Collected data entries
####

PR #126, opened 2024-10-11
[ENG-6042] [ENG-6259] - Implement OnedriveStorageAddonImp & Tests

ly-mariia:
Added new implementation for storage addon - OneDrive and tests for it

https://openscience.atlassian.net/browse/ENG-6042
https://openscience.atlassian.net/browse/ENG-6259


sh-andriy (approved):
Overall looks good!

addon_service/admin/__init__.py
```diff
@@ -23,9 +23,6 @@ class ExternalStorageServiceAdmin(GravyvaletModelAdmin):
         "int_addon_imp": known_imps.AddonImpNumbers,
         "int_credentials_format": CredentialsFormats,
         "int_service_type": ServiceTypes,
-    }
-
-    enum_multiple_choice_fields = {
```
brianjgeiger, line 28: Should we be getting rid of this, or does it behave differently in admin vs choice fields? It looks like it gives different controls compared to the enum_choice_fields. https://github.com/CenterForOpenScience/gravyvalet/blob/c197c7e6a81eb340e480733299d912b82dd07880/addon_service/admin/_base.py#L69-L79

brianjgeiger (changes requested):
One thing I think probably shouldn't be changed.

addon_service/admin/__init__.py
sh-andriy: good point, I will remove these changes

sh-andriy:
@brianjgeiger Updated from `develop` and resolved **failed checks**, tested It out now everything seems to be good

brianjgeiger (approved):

####

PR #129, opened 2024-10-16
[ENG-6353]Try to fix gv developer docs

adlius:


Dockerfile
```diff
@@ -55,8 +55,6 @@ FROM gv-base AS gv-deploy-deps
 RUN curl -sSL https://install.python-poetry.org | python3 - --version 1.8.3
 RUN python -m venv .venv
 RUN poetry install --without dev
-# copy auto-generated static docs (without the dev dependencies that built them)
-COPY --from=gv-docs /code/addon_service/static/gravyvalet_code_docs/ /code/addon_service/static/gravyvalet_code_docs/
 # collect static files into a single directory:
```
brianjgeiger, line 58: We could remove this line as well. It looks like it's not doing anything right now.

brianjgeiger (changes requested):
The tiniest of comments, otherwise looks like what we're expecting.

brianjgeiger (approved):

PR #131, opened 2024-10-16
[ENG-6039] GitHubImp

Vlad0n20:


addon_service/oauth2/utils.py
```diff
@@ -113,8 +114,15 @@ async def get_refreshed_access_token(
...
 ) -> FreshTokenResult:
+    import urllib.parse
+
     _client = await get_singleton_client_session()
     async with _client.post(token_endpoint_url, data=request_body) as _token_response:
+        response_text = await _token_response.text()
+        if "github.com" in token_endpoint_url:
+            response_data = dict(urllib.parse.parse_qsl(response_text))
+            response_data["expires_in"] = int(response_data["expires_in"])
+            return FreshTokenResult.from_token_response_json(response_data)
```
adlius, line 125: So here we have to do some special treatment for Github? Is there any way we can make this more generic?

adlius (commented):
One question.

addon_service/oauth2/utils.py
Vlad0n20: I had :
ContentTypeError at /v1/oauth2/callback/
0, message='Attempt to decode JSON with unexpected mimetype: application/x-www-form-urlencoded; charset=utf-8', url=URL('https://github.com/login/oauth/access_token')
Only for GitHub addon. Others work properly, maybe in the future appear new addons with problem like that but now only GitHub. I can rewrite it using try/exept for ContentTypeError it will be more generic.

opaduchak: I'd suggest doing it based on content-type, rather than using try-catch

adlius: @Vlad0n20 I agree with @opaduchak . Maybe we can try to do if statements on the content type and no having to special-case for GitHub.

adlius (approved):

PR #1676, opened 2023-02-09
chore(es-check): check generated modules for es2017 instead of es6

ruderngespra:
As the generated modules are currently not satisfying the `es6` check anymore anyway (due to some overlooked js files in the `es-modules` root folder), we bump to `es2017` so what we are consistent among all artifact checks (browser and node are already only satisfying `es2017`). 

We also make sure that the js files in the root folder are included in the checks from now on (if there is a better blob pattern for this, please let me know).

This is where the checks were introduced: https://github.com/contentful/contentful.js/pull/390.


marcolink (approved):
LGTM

####

Would you retype the lines above from the one with "ContentTypeError at /v1/oauth2/callback/" down to the one with "Only for GitHub", word for word, both ends included and no other lines?

ContentTypeError at /v1/oauth2/callback/
0, message='Attempt to decode JSON with unexpected mimetype: application/x-www-form-urlencoded; charset=utf-8', url=URL('https://github.com/login/oauth/access_token')
Only for GitHub addon. Others work properly, maybe in the future appear new addons with problem like that but now only GitHub. I can rewrite it using try/exept for ContentTypeError it will be more generic.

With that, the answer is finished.